The work is being discussed June 21 at the Endocrine Society meeting in Philadelphia by Dr. Gustav Lienhard, professor of biochemistry, who also reported the results in a recent issue of the Journal of Biological Chemistry with colleagues from Dartmouth and Harvard.
Insulin acts to maintain the appropriate level of glucose in the blood. After eating, blood glucose rises, triggering release of insulin from the pancreas to lower the sugar level. One way insulin does that is to accelerate the removal of glucose from blood and into muscle and fat cells. Key aspects of the mechanism for insulin to stimulate this glucose uptake remain to be sorted out.

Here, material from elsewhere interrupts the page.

PR #2682, opened 2026-04-30
fix(core): resolve datasource YAML variables post-parse

paulteehan:
Fixes SAS-11735. soda-core's V4 datasource YAML loader substituted `${ns.var}` references into the YAML byte stream before parsing, which broke ruamel when a secret contained YAML control characters (`'`, `[`, `#`, `&`, ...) — the substituted value re-tokenised and the parser failed at the substitution column. Ports soda-library `f2a926c5` (PR #697) into the equivalent soda-core path: parse first, walk the parsed structure, substitute only string scalars.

A conundrum is that muscle and fat cells have proteins known as transporters for ferrying glucose, but these transporters are in the wrong place. Instead of being in the cell's surface membrane where glucose can climb aboard for passage, they are in vesicles within the cell. So insulin, pressing on a muscle or fat cell, prods these vesicles inside the cell to fuse with the surface membrane, putting the transporters where they can ferry the glucose into the cell. Suddenly the surface membrane has many transporters and glucose can enter the cell rapidly.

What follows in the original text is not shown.